Notably, a good chunk (41%) of the time between 02:01 and 02:10 is spent within
kfun:kotlinx.coroutines.internal.LimitedDispatcher.obtainTaskOrDeallocateWorker#internal
-> kfun:kotlinx.atomicfu.locks.SynchronizedObject#lock(){}
. It requires further investigation, but it is worth taking a look
Instruments file for the history: Hang iPhone SE CMP 1.7.0.trace.zip
Waiting for the specific coroutines version, as atomicfu got a lock upgrade recently
Will this issue be considered solved if LimitedDispatcher
is rewritten to be lock-free, or are all usages of locks to be investigated?

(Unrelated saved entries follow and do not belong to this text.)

Issue #429, opened 2015-06-24
[dev] TextBlock's latex changes to \text{undefined} after moving cursor to the left


eoghanmcilwaine:
Hi, I noticed this behaviour on dev. I added [a simple failing test on my fork](https://github.com/Learnosity/mathquill/commit/63c50e8df50269752c2523b6a587db8ad17f2c79) to illustrate.

To test manually:
- Input `\text{x}` (by any method)
- Using arrow key, move cursor back to the left of the `x`
- Latex output is now `\text{undefined}`

PR #430, opened 2015-06-25
Fix TextBlock cursor movement bug

eoghanmcilwaine:
When the cursor is in a certain position, firstChild picks up the .mq-cursor span rather than the text node, causing [issue 429](https://github.com/mathquill/mathquill/issues/429).

My code will still throw an error on line 174 if there's no textNode child. I think that's ok as we already make the assumption elsewhere that TextBlock always has content.

Sorry about the magic number for textNode - maybe there's a better way to filter this?

### DIFF
--- a/src/commands/text.js
+++ b/src/commands/text.js
@@ -170,7 +170,7 @@ var TextBlock = P(Node, function(_, super_) {
   function fuseChildren(self) {
     self.jQ[0].normalize();
 
-    var textPcDom = self.jQ[0].firstChild;
+    var textPcDom = self.jQ.contents().filter(function (i, el) { return el.nodeType === 3; })[0]
     var textPc = TextPiece(textPcDom.data);
     textPc.jQadd(textPcDom);
 
--- a/test/unit/text.test.js
+++ b/test/unit/text.test.js
@@ -53,4 +53,16 @@ suite('text', function() {
     ctrlr.moveRight();
     assertSplit(cursor.jQ, 'abc', null);
   });
+
+  test('does not change latex as the cursor moves around', function() {
+    var block = fromLatex('\\text{x}');
+    var ctrlr = Controller({ __options: 0 }, block);
+    var cursor = ctrlr.cursor.insAtRightEnd(block);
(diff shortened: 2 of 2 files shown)


kschaefe:
You can use `window.Node.TEXT_NODE` instead of `3`.  I can't find out how far back support for that goes, but I think it's pretty far back as caniuse doesn't even let you search for it.

Another option would be to specify that value in intro.js as a constant usable by all of MathQuill.  Its magical value being defined once with a comment inline and used by name elsewhere for clarity.

laughinghan:
Whoops, closed by GitHub when I deleted the `dev` branch, but this was good work, re-opened as #516.

laughinghan:
This was a great catch, and a really helpful test case! I'm a worried that the patch just pastes over the problem though. `fuseChildren()` appears to expect the the cursor is not in the `TextBlock` even after your patch, it still disowns its children and adopts a new `TextPiece`; a cursor at the left end of the `TextBlock`, like your patch protects against, would now have a pointer to the disowned `TextPiece`.

I think the underlying problem here is that except for this case, `.blur()` satisfies the contract that by the time it's called, all has been said and done, and the cursor has already left/been hidden (e.g. on intentional blur, [the cursor is hidden before `.blur()` is called on its parent](https://github.com/mathquill/mathquill/blob/c103063a62c85127c7eca33fa153a78a3dab6be5/src/services/focusBlur.js#L32)). I implemented a fix for that contract on #528.

About the magic number 3: I actually think it's fine with a comment and citation lik http://reference.sitepoint.com/javascript/Node/nodeType

eoghanmcilwaine:
Ah I see, yeah that looks like a more logical fix! Glad the test case was useful.

I think IE < 9 is the only reason to not use `Node.TEXT_NODE` as @kschaefe suggested. It's cool to pay homage to [ancient times](https://github.com/mathquill/mathquill/blob/7535f2c657c5a5b40774987e9c72e4fe9ebf85ff/src/commands/text.js#L175) anyway :grin:

PR #432, opened 2015-06-29
Fix quadratic jQ.add fold in fragment construction.

jwmerrill:
`jQ.add` sorts the collection it outputs according to document order each time
it is called, so building a collection by folding `jQ.add` directly takes more
than quadratic time in the number of elements.

See the definition of `add` in jQuery 2.1.4

https://github.com/jquery/jquery/blob/2.1.4/src/traversing.js#L112

Here's a jsbin that demonstrates the problem, by timing rendering on
successively larger inputs:

http://jsbin.com/qeseye/edit?js,output

In order for this jsbin to work, you need to build mathquill with `make basic`,
and then serve the build folder on port 8000 (I do this with
`python -m SimpleHTTPServer`, run from the build folder).

Here are the timing results, before and after the change in this commit:

before:
```
   n  time (ms)
   1, 1.8968580000000088
   2, 1.995256999999981
   5, 3.0783539999999903
  10, 5.028018000000003
  20, 8.587542000000013
  50, 22.979758000000032
 100, 60.168756
 200, 189.10946500000006
 500, 965.212992
1000, 3688.4084700000003
2000, 15294.156173
```

after:
```
   n  time (ms)
   1, 3.0877390000000275
   2, 2.8989660000000015
   5, 2.561802
  10, 4.606090999999992
  20, 6.846581999999984
  50, 12.924725999999993
 100, 28.231186999999977
 200, 37.18834900000002
 500, 81.04900400000008
1000, 163.03707799999995
2000, 299.762073
```

And here's a Desmos graph:

https://www.desmos.com/calculator/15ariaibuv

### DIFF
--- a/src/tree.js
+++ b/src/tree.js
@@ -252,7 +252,7 @@ var Fragment = P(function(_) {
     //
     // https://github.com/jquery/jquery/blob/2.1.4/src/traversing.js#L112
     var accum = this.fold([], function (accum, el) {
-      Array.prototype.push.apply(accum, el.jQ.get());
+      accum.push.apply(accum, el.jQ.get());
       return accum;
     });
 
--- a/src/tree.js
+++ b/src/tree.js
@@ -244,7 +244,19 @@ var Fragment = P(function(_) {
     this.ends[dir] = withDir;
     this.ends[-dir] = oppDir;
 
-    this.jQ = this.fold(this.jQ, function(jQ, el) { return jQ.add(el.jQ); });
+    // To build the jquery collection for a fragment, accumulate elements
+    // into an array and then call jQ.add once on the result. jQ.add sorts the
+    // collection according to document order each time it is called, so
+    // building a collection by folding jQ.add directly takes more than
+    // quadratic time in the number of elements.
+    //
+    // https://github.com/jquery/jquery/blob/2.1.4/src/traversing.js#L112
+    var accum = this.fold([], function (accum, el) {
+      Array.prototype.push.apply(accum, el.jQ.get());
+      return accum;
+    });
+
+    this.jQ = this.jQ.add(accum);
   };
   _.jQ = $();
 


jwmerrill:
Graph of rendering time before (orange) and after (blue) this change.

timing graph

src/tree.js
```diff
@@ -244,7 +244,19 @@ var Fragment = P(function(_) {
...
-    this.jQ = this.fold(this.jQ, function(jQ, el) { return jQ.add(el.jQ); });
+    // To build the jquery collection for a fragment, accumulate elements
+    // into an array and then call jQ.add once on the result. jQ.add sorts the
+    // collection according to document order each time it is called, so
+    // building a collection by folding jQ.add directly takes more than
+    // quadratic time in the number of elements.
+    //
+    // https://github.com/jquery/jquery/blob/2.1.4/src/traversing.js#L112
+    var accum = this.fold([], function (accum, el) {
+      Array.prototype.push.apply(accum, el.jQ.get());
```
laughinghan: I feel like just `accum.push.apply(` would make slightly more sense in this case

laughinghan:
This is genius!

laughinghan:
I bet it would be fascinating to hear about how you isolated the perf problem to the `jQ.add()`; I guess this is a variant of the classic quadratic string accumulator problem.

jwmerrill:
It was, perhaps surprisingly, not that hard to track this one down.

Evan Weinberg tweeted a graph at us that used to work, but started to not even load https://twitter.com/emwdx/status/615482918765334528. I just opened up Chrome's dev tools in the hung graph and hit the pause/play button a few times and noticed that every time I paused I was down in some jQuery sorting routine, and a few frames up the call stack was MathQuill's Fragment constructor. From there, like you suggest, it was a fairly obvious pattern match against other quadratic append situations I've found myself in.

I did end up spending a bit of time trying to understand why we didn't run into this same problem before. I looked through a bit of jQuery history, and there have been some changes in how often this sorting is enforced (used to be sometimes, now it's always), but somehow, the release version of mathquill doesn't seem to exhibit the issue, even with jQuery 2.1.4, and I'm not really sure why.

PR #434, opened 2015-07-08
Enforce sub-then-sup order when deleting SupSub blocks

laughinghan:
Say you've got

    x_{sub}^{|sup}

where the | is the cursor. If you hit backspace, what should you get?

    x_{sub}|sup

right?

Well, prior to this commit, you'd get

    x|sup_{sub}

which maybe would make sense if subscripts and superscripts were
semantically on equal footing (e.g. Einstein notation or chemical
symbols symbol), but usually subscripts are part of a variable's name
(e.g. the index), whereas superscripts are exponents.

We already enforce the subscript-then-superscript ordering when
exporting LaTeX and when moving the cursor around with the left and
right arrow keys (when `leftRightIntoCmdGoes` isn't set), so it makes
sense to be consistent with that when deleting.

### DIFF
--- a/test/unit/SupSub.test.js
+++ b/test/unit/SupSub.test.js
@@ -158,10 +158,10 @@ suite('SupSub', function() {
       assert.equal(mq.latex(), 'x_a^b');
 
       mq.keystroke('Left Backspace');
-      assert.equal(mq.latex(), 'xb_a');
+      assert.equal(mq.latex(), 'x_ab');
 
       mq.typedText('c');
-      assert.equal(mq.latex(), 'xcb_a');
+      assert.equal(mq.latex(), 'x_acb');
     });
   });
 });
--- a/src/commands/math/commands.js
+++ b/src/commands/math/commands.js
@@ -246,12 +246,13 @@ var SupSub = P(MathCommand, function(_, super_) {
     // like 'sub sup'.split(' ').forEach(function(supsub) { ... });
     for (var i = 0; i < 2; i += 1) (function(cmd, supsub, oppositeSupsub, updown) {
       cmd[supsub].deleteOutOf = function(dir, cursor) {
-        cursor.insDirOf(dir, this.parent);
+        cursor.insDirOf((this[dir] ? -dir : dir), this.parent);
         if (!this.isEmpty()) {
-          cursor[-dir] = this.ends[dir];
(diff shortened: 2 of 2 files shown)


laughinghan:
"Prior to this commit" meaning #274, which was an improvement but, c'mon, backspacing "through" the exponent must have felt weird, what was I thinking.

laughinghan:
This fixes the

> * `x_2^3` (in normal, not-auto-subscripting mode) peels off the exponent and then places the cursor
between the base and the subscript. repeated backspacing leaves behind the subscript. a little odd

issue mentioned by @eluberoff in 4a8779f76f9e6c26fc8bb389e9aa5a8f50efe1b7 (#411).

test/unit/SupSub.test.js
```diff
@@ -158,10 +158,10 @@ suite('SupSub', function() {
       assert.equal(mq.latex(), 'x_a^b');
 
       mq.keystroke('Left Backspace');
-      assert.equal(mq.latex(), 'xb_a');
+      assert.equal(mq.latex(), 'x_ab');
```
jwmerrill: This makes sense if you look at the latex directly, but it seems like an odd user experience that something would move from the exponent to the subscript when you press the delete key. It feels like in this case we should maybe move the cursor without changing structure.

laughinghan: it doesn't move to the subscript, we just output LaTeX with all unnecessary spaces removed even if they improve usability; that LaTeX is equivalent to `x_a b` or `x_{a}b`. There's an open issue somewhere to output `x_a b` instead, which I agree with, but I'm not quite sure how

jwmerrill: Sorry, I was misinterpreting what's happening here. `b` isn't being moved into the subscript, it's just being moved to being a sibling of x.

I guess that's fine? I don't really know what a user is trying to accomplish when they delete from the left end of an exponent that has other things in it.

jwmerrill: I'm going to go ahead and merge this because the new behavior seems better than the old behavior. But I think we might want to revisit what happens when you delete from the left side of non-empty blocks in general. E.g.

`1+\frac{|1}{2} -> 1+|12`

also seems weird and not very useful to me.

PR #436, opened 2015-07-09
added npm package files

aaivazis:


laughinghan:
Hi, thanks for your interest in MathQuill!

I actually deliberately added `/build` to the `.gitignore` because I don't want the built JS and CSS tracked by the git repo. That would violate the [Single Source of Truth](https://en.wikipedia.org/wiki/Single_Source_of_Truth) principle: the source files and built files can get out of sync, when someone changes the source but doesn't run `make`, and commits the changes to the source files only, and no one would even notice.

Issue #341, opened 2014-10-15
License explanation is confusing me


hyandell:
Hi,

The bottom of the readme explains the MPL 2.0 by saying "The quick-and-dirty is you can do whatever as long as modifications to MathQuill itself are in public GitHub forks."

That seems to clash with MPL 2.0's FAQ (https://www.mozilla.org/MPL/2.0/FAQ); specifically Q6 which says you can modify privately without having to make a public release, and Q9 and Q10 which don't require modifications be made as GitHub forks.

Could I suggest clarifying this by saying:

 "The quick-and-dirty is you can do whatever as long as distributed modifications to MathQuill itself are made public, for example in GitHub forks."

Thanks.

laughinghan:
Yeah, I said "if" not "iff", what could possibly be confusing about that?

I'll try to clarify by adding a link to the MPL 2.0 FAQ. I don't want to complicate the "quick-and-dirty" explanation, that's targeted at the most common case of people playing around in public forks.

PR #439, opened 2015-07-15
Updated the license summary with a link to tldr legal

robinwassen:
tl;dr legal provides good summaries of what different licenses mean, better to use that than some custom summary.

Solves issue #341


laughinghan:
Good suggestion, although TL;DR Legal is more aimed at maintainers than users. I'ma circle back to this

laughinghan:
Linking to TL;DR Legal doesn't really address either of the clarifications brought up in #341, I'm linking to the MPL 2.0 FAQ instead: 4e1c99d2d72e6801d2ce289286f16d0d63662d98

PR #442, opened 2015-07-20
Only break out of the end of exponents

laughinghan:
...don't jump from the middle of the exponent out to the right of the
exponent.


jwmerrill:
Awesome, good catch.

PR #447, opened 2015-08-03
Polish/fix grouping in ie and ff mathquill lrn 4758

markkellyeire:

PR #450, opened 2015-08-04
Lrn 4726/polyatomic render

mayaijung:


jwmerrill:
https://github.com/mathquill/mathquill/pull/447#issuecomment-127279122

Would be nice to understand the root of the issue (it seems like it's LimitedDispatcher
peculiarity) and address it instead. I don't think avoiding locks on K/N is justified
I'll double-check, but after a brief refresher on the source code, I see no fault in LimitedDispatcher
. Maybe that's the iOS priority inversion issue we've been hearing about. The lock in LimitedDispatcher
is only taken for a short time, with no potential for spin-locking on it that I've noticed.
Might be the case with allocation-spamming lock either, I've asked the user about coroutines version
As an update, I have updated my codebase to Kotlin 2.1 and Compose Multiplatform 1.7. Coroutines are still version 1.9.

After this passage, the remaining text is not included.